Stated interest expense for the year ended December 31, 2025 increased from the comparable period in 2024 primarily due to the increase in the average principal amount of our outstanding debt. Average outstanding debt and weighted average stated interest rate on our outstanding debt for the years ended December 31, 2025 and 2024 were as follows:
|
|
|
|
|
|
|
|
|
|
|
|
|
|
|
For the Years Ended December 31,
|
|
(dollar amounts in millions)
|
2025
|
|
2024
|
|
Average outstanding debt
|
$
|
14,669
|
|
|
$
|
12,860
|
|
|
Weighted average stated interest rate on outstanding debt(1)
|
4.7
|
%
|
|
5.1
|
%
|
________________________________________
(1)The weighted average stated interest rate on our outstanding debt includes the impact of interest rate swaps. See Note 6 to our consolidated financial statements for the year ended December 31, 2025 for more information on the interest rate swaps.
The base management fee for the year ended December 31, 2025 increased from the comparable period in 2024 primarily due to the increase in the average size of our portfolio.
The income based fee for the year ended December 31, 2025 decreased from the comparable period in 2024 primarily due to the pre-incentive fee net investment income, as defined in the investment advisory and management agreement, for the year ended December 31, 2025 being lower than in the comparable period in 2024.
For the year ended December 31, 2025, the reduction in the capital gains incentive fee accrued in accordance with GAAP was $23 million. For the year ended December 31, 2024, the capital gains incentive fee accrued in accordance with GAAP was $18 million. The capital gains incentive fee accrual for the year ended December 31, 2025 changed from the comparable period in 2024 primarily due to net losses on investments, foreign currency, other transactions and the extinguishment of debt of $116 million compared to net gains of $86 million for the comparable period in 2024. The capital gains incentive fee accrued under GAAP includes an accrual related to unrealized capital appreciation, whereas the capital gains incentive fee actually payable under our investment advisory and management agreement does not. There can be no assurance that such unrealized capital appreciation will be realized in the future. The accrual for any capital gains incentive fee under GAAP in a given period may result in an additional expense if such cumulative amount is greater than in the prior period or a reduction of previously recorded expense if such cumulative amount is less than in the prior period. If such cumulative amount is negative, then there is no accrual. As of December 31, 2025, there was $82 million of capital gains incentive fee accrued in accordance with GAAP. As of December 31, 2025, there was no capital gains incentive fee actually payable under our investment advisory and management agreement. See Note 3 to our consolidated financial statements for the year ended December 31, 2025 for more information on the base management fee, income based fee and capital gains incentive fee.

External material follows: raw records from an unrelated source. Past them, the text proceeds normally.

PR #1921, opened 2017-09-06
use injectReducer in <App /> and <LanguageProvider /> instead of app/…

kopax:
- Use `injectReducer` in `<App />` and `<LanguageProvider />` instead of injecting them in `app/reducers.js`

We don't have to worry about where is injected the global and language reducer. 

Both components won't be unmounted so I assume this is an improvement as we keep this way `app/reducer.js` free of any business logic.

### DIFF
--- a/app/containers/App/index.js
+++ b/app/containers/App/index.js
@@ -10,12 +10,17 @@ import React from 'react';
 import { Helmet } from 'react-helmet';
 import styled from 'styled-components';
 import { Switch, Route } from 'react-router-dom';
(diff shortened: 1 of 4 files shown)


KarandikarMihir:
I'm not a big fan of Higher order components because it hides away important things. I think the previous setup where reducers are explicitly added is a better approach. That way, developers will also understand that this is how you can add reducers synchronously (unlike `injectedReducers`). But that's just my opinion. Let's see what others have to say.

PR #1928, opened 2017-09-10
chore(repo): Backport `master` to `dev`

Dattaya:
@justingreenberg, @KarandikarMihir, I resolved the conflicts but don't know what's the best way to merge it, I can do that by activating "Allow merge commits" option temporarily, does that mean we'll have two merge commits? Or temporarily removing protection from `dev` and pushing commits directly.


justingreenberg:
@Dattaya thank you! not in front of computer now but can you add yourself to branch protection whitelist to push to dev?

Dattaya:
@justingreenberg, I don't think I can, but I'll figure something out, maybe unchecking 'Include administrators' for few minutes would help.

Dattaya:
So I pushed the commits directly and it marked both of our PR's as merged 😃, interesting. I'm sorry I didn't wait for approvals, now I understand that it would've allowed me to push without the need to uncheck that setting if I had an approval, that's the best way to do it.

Cash payment of any income based fee and capital gains incentive fee otherwise earned by our investment adviser is deferred if during the most recent four full calendar quarter period ending on or prior to the date such payment is to be made the sum of (a) the aggregate distributions to our stockholders and (b) the change in net assets (defined as total assets less indebtedness and before taking into account any income based fee and capital gains incentive fee payable during the period) is less than 7.0% of our net assets (defined as total assets less indebtedness) at the beginning of such period. These calculations will be adjusted for any share issuances or repurchases. Any income based fee and capital gains incentive fee deferred for payment are carried over for payment in subsequent calculation periods to the extent such fees are payable under the terms of the investment advisory and management agreement. See Note 3 to our consolidated financial statements for the year ended December 31, 2025 for more information on the related deferral terms.

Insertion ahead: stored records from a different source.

PR #1939, opened 2017-09-15
feat(core): Set Referrer Policy to "origin" using document meta tag

JonathanStoye:
Add `<meta name=“referrer” content=“origin”>` to make the application more secure by not sending the full url to servers other than the origin.

### DIFF
--- a/app/index.html
+++ b/app/index.html
@@ -3,6 +3,9 @@
   <head>
     <!-- The first thing in any HTML file should be the charset -->
     <meta charset="utf-8">
+    
+    <!-- Send only the base url to third party servers -->
+    <meta name=“referrer” content=“origin”>
 
     <!-- Make the page mobile compatible -->
     <meta name="viewport" content="width=device-width, initial-scale=1">


KarandikarMihir:
Nice addition. For anyone who wants more info on this, I found a [wiki](https://wiki.whatwg.org/wiki/Meta_referrer).

JonathanStoye:
Weird is, that this tag seems to be still a draft even though all browsers support it. 
https://developer.mozilla.org/en-US/docs/Web/HTML/Element/meta

justingreenberg:
reference - https://w3c.github.io/webappsec-referrer-policy/#referrer-policy-delivery-meta

oscar-broman:
The quote marks are wrong. This will set the values to `“referrer”` and `“origin”`.

justingreenberg:
@oscar-broman good catch... this is using left/right quotations

```
  "   U+0022 QUOTATION MARK  ** this is what we need to be using **
  “   U+201C LEFT DOUBLE QUOTATION MARK
  ”   U+201D RIGHT DOUBLE QUOTATION MARK
```

@JonathanStoye would you mind opening a new PR to fix this?

JonathanStoye:
@justingreenberg I will!

JonathanStoye:
@justingreenberg @oscar-broman https://github.com/react-boilerplate/react-boilerplate/pull/1976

Administrative and other fees represent fees paid to Ares Operations and our investment adviser for our allocable portion of overhead and other expenses incurred by Ares Operations and our investment adviser in performing their obligations under the administration agreement and the investment advisory and management agreement, respectively, including our allocable portion of the compensation, rent and other expenses of certain of our officers and their respective staffs. See Note 3 to our consolidated financial statements for the year ended December 31, 2025, for more information on the administrative and other fees.
Other general and administrative expenses include, among other costs, professional fees, insurance, fees and expenses related to evaluating and making investments in portfolio companies and independent directors' fees.
Income Tax Expense, Including Excise Taxes
We have elected to be treated as a RIC under the Code and operate in a manner so as to qualify for the tax treatment applicable to RICs. To qualify as a RIC, we must, among other requirements, meet certain source-of-income and asset diversification requirements and timely distribute to our stockholders at least 90% of our investment company taxable income, as defined by the Code, for each year. We have made and intend to continue to make the requisite distributions to our stockholders which will generally relieve us from U.S. federal corporate-level income taxes.
Depending on the level of taxable income earned in a tax year, we may choose to carry forward such taxable income in excess of current year dividend distributions from such current year taxable income into the next tax year and pay a 4% excise tax on such income, as required. To the extent that we determine that our estimated current year taxable income will be in excess of estimated dividend distributions for the current year from such income, we accrue excise tax, if any, on estimated excess taxable income as such taxable income is earned. For the years ended December 31, 2025 and 2024, we recorded a net expense of $37 million and $35 million, respectively, for U.S. federal excise taxes.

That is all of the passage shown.